On Wed, Jul 10, 2019 at 10:25 AM Sean Christopherson <sean.j.christopherson@intel.com> wrote: > > On Tue, Jul 09, 2019 at 07:06:34PM +0300, Jarkko Sakkinen wrote: > > On Mon, Jul 08, 2019 at 09:19:32AM -0700, Sean Christopherson wrote: > > > > 2. Probably some "user story" type of examples would help with the > > > > discussion overall [1] i.e. how one would use this for > > > > her own good. > > > > > > The compelling story is Andy's original concern that userspace could > > > circumvent existing security policies by running code in an enclave. > > > > > > AIUI, closing the LSM loophole is the minimal requirement to get SGX > > > upstreamed. The extensive discussion has largely been focused on > > > ensuring that whatever mechanism is used to close the loophole will > > > play nice with future SGX functionality and/or LSM security policies. > > > > OK, might be getting here where I fall out of the wagon so: > > > > Doesn't Andy's example anyway require a process that has privileges to > > make pages executable i.e. it could run arbitrary code even without an > > enclave? > > Ah, no. He did raise that concern, but it'd only be an issue if the > enclave fd were backed by an anon inode, in which case all enclaves would > need EXECMEM in order to gain PROT_EXEC on EPC. Because the fd is backed > /dev/sgx/enclave, userspace just needs FILE__EXECUTE on /dev/sgx/enclave. I would say it differently: regardless of exactly how /dev/sgx/enclave is wired up under the hood, we want a way that a process can be granted permission to usefully run enclaves without being granted permission to execute whatever bytes of code it wants. Preferably without requiring LSMs to maintain some form of enclave signature whitelist. This is pretty much the only hard requirement I see. We really could achieve this, in a somewhat limited form, by saying that LSMs can approve or reject the SIGSTRUCT. But doing it that way is a bit nasty as we've noticed, for a few reasons. Several of you have raised objections to requiring SIGSTRUCT to come from a .sigstruct file. We also need to worry about a SIGSTRUCT that refers to an enclave that forgot to measure its text. And we need to worry about SGX2. So this whole messy exercise boils down to: a bunch of security policy authors think that EXECMEM and similar are not to be given out lightly. How to we allow policies like that to be compatible with SGX?
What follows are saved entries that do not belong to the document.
PR #1649, opened 2024-06-16
Removes the absurd emote delay that Skyrat implemented ages ago as a result of someone doing a *flip *spin *clap once.

BurgerLUA:
## About The Pull Request

Removes the hardcoded 5 second emote delay for all emotes. Most emotes now have a cooldown of 0.8 seconds, with some being increased based on what /tg/ set.

## Why It's Good For The Game

Basically a long long time ago, people would *flip, *spin, *clap in the halls. This upset the host of skyrat,so the emote delay was increased to an absurd 15 seconds. After much criticism, it was reduced to a still absurd but not much 5 seconds.

I'm removing that because we're all adult enough not to spam emotes for no reason, also because /tg/ fixed *spin *clap *flip spam by adding conditions to it and chances for it to fail.

## Proof Of Testing

Untested :)

## Changelog

:cl: BurgerBB
del: Removes the hardcoded 5 second emote delay for all emotes. Most emotes now have a cooldown of 0.8 seconds, with some being increased based on what /tg/ set.
/:cl:


pixelkitty286:
Even though I disagree on things at times your cooking on this one.

Majkl-J:
Counterpoint:
image

But sure we can give it a shot

nevimer:
Only if combing up flips, claps, or spins, makes you fall flat into a longish hard stun.

BurgerLUA:
> Only if combing up flips, claps, or spins, makes you fall flat into a longish hard stun.

/tg/ has a way to prevent flip/spin spam

projectkepler-ru (commented):
I've no idea what other maintainer think of this

nevimer:
I will send this to the shadow realm if people abuse this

On Mon, Jul 15, 2019 at 03:29:23PM -0700, Andy Lutomirski wrote: > I would say it differently: regardless of exactly how /dev/sgx/enclave > is wired up under the hood, we want a way that a process can be > granted permission to usefully run enclaves without being granted > permission to execute whatever bytes of code it wants. Preferably > without requiring LSMs to maintain some form of enclave signature > whitelist. Would it be better to have a signer whitelist instead or some combination? E.g. you could whiteliste either by signer or enclave signature. /Jarkko
On Thu, Aug 1, 2019 at 9:38 AM Jarkko Sakkinen <jarkko.sakkinen@linux.intel.com> wrote: > > On Mon, Jul 15, 2019 at 03:29:23PM -0700, Andy Lutomirski wrote: > > I would say it differently: regardless of exactly how /dev/sgx/enclave > > is wired up under the hood, we want a way that a process can be > > granted permission to usefully run enclaves without being granted > > permission to execute whatever bytes of code it wants. Preferably > > without requiring LSMs to maintain some form of enclave signature > > whitelist. > > Would it be better to have a signer whitelist instead or some > combination? E.g. you could whiteliste either by signer or > enclave signature. > I'm not sure, and also don't really think we need to commit to an answer right now. I do think that the eventual solution should be more flexible than just whitelisting the signers. In particular, it should be possible to make secure enclaves, open-source or otherwise, that are reproducibly buildable. This more or less requires that the signing private key not be a secret, which means that no one would want to whitelist the signing key. The enclave would be trusted, and would seal data, on the basis of its MRENCLAVE, and the policy, if any, would want to whitelist the MRENCLAVE or perhaps the whole SIGSTRUCT. But my overall point is that it should be possible to have a conherent policy that allows any enclave whatsoever to run but that still respects EXECMEM and such.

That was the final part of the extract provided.